Apply() doesn't have attributes returned, even when the input data has attributes and parameter use_attributes
is used. In the documentation, if the attributes are expected to be returned is not clear. The definition of use_attributes
is as follow:
#' @param use_attributes List of vectors of character strings with names of attributes of each object in 'data' to be propagated to the subsets of data sent as inputs to the function specified in 'fun'. If this parameter is not specified (NULL), all attributes are dropped. This parameter can be specified as a named list (then the names of this list must match those of the names of parameter 'data'), or as an unnamed list (then the vectors of attribute names will be assigned in order to the input arrays in 'data').
So we know that if use_attributes = NULL
, the attributes are not taken by Apply() so it makes sense to not have attributes along with the returned array. However, with use_attributes
defined, the attributes are still lost.
Here is a minimum example.
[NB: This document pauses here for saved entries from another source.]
PR #694, opened 2022-12-28
misc: Use Events::ValidateCreationService for validating event params

rsempe:
The goal of this PR is to improve the validations of parameters when creating an event.

### DIFF
--- a/app/services/events/create_service.rb
+++ b/app/services/events/create_service.rb
@@ -2,34 +2,19 @@
 
 module Events
   class CreateService < BaseService
-    ALL_REQUIRED_PARAMS = %i[transaction_id code].freeze
-    ONE_REQUIRED_PARAMS = %i[external_subscription_id external_customer_id].freeze
-
-    def validate_params(params:)
-      params_errors = ALL_REQUIRED_PARAMS.each_with_object({}) do |key, errors|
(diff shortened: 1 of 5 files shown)


app/services/events/validate_creation_service.rb
```diff
@@ -6,12 +6,13 @@ def self.call(...)
       new(...).call
     end
 
-    def initialize(organization:, params:, result:, customer:, batch: false)
+    def initialize(organization:, params:, result:, customer:, batch: false, send_webhook: true)
```
jdenquin, line 9: Metrics/ParameterLists: Avoid parameter lists longer than 5 parameters. [6/5] (https://rubystyle.guide#too-many-params)

app/services/events/create_service.rb
```diff
@@ -77,6 +62,16 @@ def call(organization:, params:, timestamp:, metadata:)
       result
     end
 
+    private
+
+    def customer(organization:, params:)
```
lovrocolic, line 67: I started using e.g. `return @customer if defined? @customer` as a first line so that we also memoize nil values and don't do query each time if customer is not found

rsempe: Good spot 👍

lovrocolic (approved):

From the print message in func(), we can see that use_attributes
does work as described, passing attributes to Apply(). But none of the results from Apply() have attributes. If we call func() directly, the attributes are preserved. The attributes are lost **after iteration(), an inner function in Apply().
library(multiApply)
arr <- array(1:60, dim = c(sdate = 10, time = 2, region = 3))
attributes(arr)$units <- 'K'
time_attr <- c(paste0(1961:1970, "-11-01 12:00:00"), paste0(1961:1970, "-12-01 12:00:00"))
time_attr <- as.POSIXct(time_attr, tz = 'UTC')
dim(time_attr) <- dim(arr)[1:2]
attributes(arr)$time <- time_attr
func <- function(x) {
print(str(x))
attributes(x)$new_attr <- 'A new attribute!'
return(x)
}
# res1 and res2 are the same; with res3, the attributes are not passed to Apply()
res1 <- Apply(list(data = arr), func, target_dims = 'sdate', output_dims = 'sdate', use_attributes = list(data = c('units', 'time')))
res2 <- Apply(arr, func, target_dims = 'sdate', output_dims = 'sdate', use_attributes = list(c('units', 'time')))
res3 <- Apply(arr, func, target_dims = 'sdate', output_dims = 'sdate')
# Call func directly. Attributes are returned
res4 <- func(arr)
There are three types of attributes: (1) All the attributes of the input data (2) the ones in use_attributes
(3) the ones returned by fun
, i.e., $new_attr
in the example above. (1) and (2) are doable since the function just needs to paste the original attributes to the returned object; however, (1) doesn't make much sense to me since not all the attributes are wanted. The (3) one sounds reasonable, but in fact it is difficult because I don't know how to combine the attributes of all the chunks together.
As I understood, @vagudets you want to have (3) to facilitate the Compute() case in SUNSET. For the "normal" Apply() usage and startR case, I would say that manually saving and attaching the attributes to the result should be enough, but I understand it is difficult to generalize the code by this means.
This is all I have now. @nperez I tag you in case you have some insight about this issue. Please let me know what you think, thanks!
Best,
An-Chi
**To be specific, in iteration(), result
is the result of fun
applied on data
, which has attributes. sub_arrays_of_results
is the final one returned by iteration(), which doesn't have attributes anymore.